Question - How does kT-RAM differ from Micron’s Automata Processor?
Micron’s Automata Processor is a parallel and scalable regular expression matcher with limited dynamic reconfigurability. KT-RAM is a learning co-processor. kT-RAM can do things like unsupervised feature learning, inference, classification, prediction and anomaly detection. As an example, if you wanted to search Wikipedia for all occurrences of some word or word pattern that you specify, the Automata Processor would be great. If you wanted to learn a representation of that word and how it relates to other words (its meaning), you would be better off using kT-RAM.

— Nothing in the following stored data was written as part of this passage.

Issue #4896, opened 2019-03-08
Some plugin hooks missing from docs


altendky:
The hooks listed below are not listed in the generated documentation.  I have low confidence I'm organizing them correctly but I'll submit a PR in case that eases discussion of where they do belong.

- `pytest_plugin_registered`
- `pytest_make_collect_report`
- `pytest_pycollect_makemodule`
- `pytest_collection_finish`
- `pytest_pyfunc_call`

Tadaboody:
Is there still work tbd on this or was this closed by #4897?

altendky:
@Tadaboody, thanks for the bump.

PR #4897, opened 2019-03-08
Add missing plugin hooks to docs

altendky:
pytest-dev/pytest#4896

### DIFF
--- a/doc/en/reference.rst
+++ b/doc/en/reference.rst
@@ -584,6 +584,8 @@ Initialization hooks called for plugins and ``conftest.py`` files.
 .. autofunction:: pytest_sessionstart
 .. autofunction:: pytest_sessionfinish
 
+.. autofunction:: pytest_plugin_registered
+
 Test running hooks
 ~~~~~~~~~~~~~~~~~~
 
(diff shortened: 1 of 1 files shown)


altendky:
As mentioned in #4896, I'm really not confident where these additions should go.  So, tear it apart...

doc/en/reference.rst
```diff
@@ -629,12 +634,15 @@ items, delete or otherwise amend the test items:
 
 .. autofunction:: pytest_collection_modifyitems
 
+.. autofunction:: pytest_collection_finish
```
nicoddemus: They all seem properly placed to me, good work!

nicoddemus:
Anything else you feel needs adding to this @altendky? Otherwise I think we should change from "WIP" status and merge this. 👍

altendky:
@nicoddemus, ah well, I totally missed your comment.  Sorry.

altendky:
@nicoddemus, do you want a changelog entry?

nicoddemus:
> @nicoddemus, do you want a changelog entry?

Don't think we need for this case. Thanks! Merging.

Knowm proposes Thermodynamic RAM
Arxiv - Thermodynamic-RAM Technology Stack
Knowm introduce a technology stack or specification describing the multiple levels of abstraction and specialization needed to implement a neuromorphic processor based on the theory of AHaH Computing. This specific implementation is called Thermodynamic-RAM (kT-RAM). Bringing us closer to brain-like neural computation, kT-RAM will provide a general purpose adaptive hardware resource to existing computing platforms enabling fast and low-power machine learning capabilities that are currently hampered by the separation of memory and processing. The motivation for defining the technology stack is two-fold. First, explaining kT-RAM is much easier if it is broken down into smaller, more manageable pieces. Secondly, groups interested in realizing kT-RAM can choose a level to contribute to that matches their interest and expertise. The levels of the Thermodynamic-RAM technology stack include the memristor, Knowm-Synapse, AHaH Node, kT-RAM, kT-RAM instruction set, sparse spike encoding, kT-RAM emulator, and SENSE Server.

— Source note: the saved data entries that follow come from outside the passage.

PR #4902, opened 2019-03-10
[WIP/RFC] pytester: allow for passing in env

blueyed:


src/_pytest/pytester.py
```diff
@@ -1046,23 +1046,24 @@ def collect_by_name(self, modcol, name):
...
         env = os.environ.copy()
-        env["PYTHONPATH"] = os.pathsep.join(
-            filter(None, [os.getcwd(), env.get("PYTHONPATH", "")])
-        )
+        env_update = kw.get("env", {})
+        if "PYTHONPATH" not in env_update:
+            env_update["PYTHONPATH"] = os.pathsep.join(
+                filter(None, [os.getcwd(), env.get("PYTHONPATH", "")])
+            )
+        env.update(env_update)
```
blueyed: I came across this again (to pass `$LINES` and `$COLUMNS` for a pty), and think it might be better to use "env" completely, if provided, but copy only the global env otherwise.  I.e. the caller is responsible for copying it then.
On top, "PYTHONPATH" would still be handled always like currently - although I I can imagine someone wanting to not have it adjust/set..
Makes sense?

Thermodynamic-RAM is the first attempt at realizing a working neuromorphic processor implementing the theory of AHaH Computing. While several alternative designs are feasible and may offer specific advantages over others, the first design aims to be a general computing substrate geared towards reconfigurable network topologies and the entire spectrum of the machine learning application space. In the following sections, we break down the entire design specification into various levels from ideal memristors to integrating the finished product into existing technology. Defining the individual levels of this ‘technology stack’ helps to introduce the technology step by step and group the necessary pieces into tasks with focused objectives. This allows for separate groups to specialize at one or more levels of the stack where their strengths and interests exist. Improvements at various levels can propagate throughout the whole technology ecosystem, from materials to markets, without any single participant having to bridge the whole stack. In a way, the technology stack is an industry specification.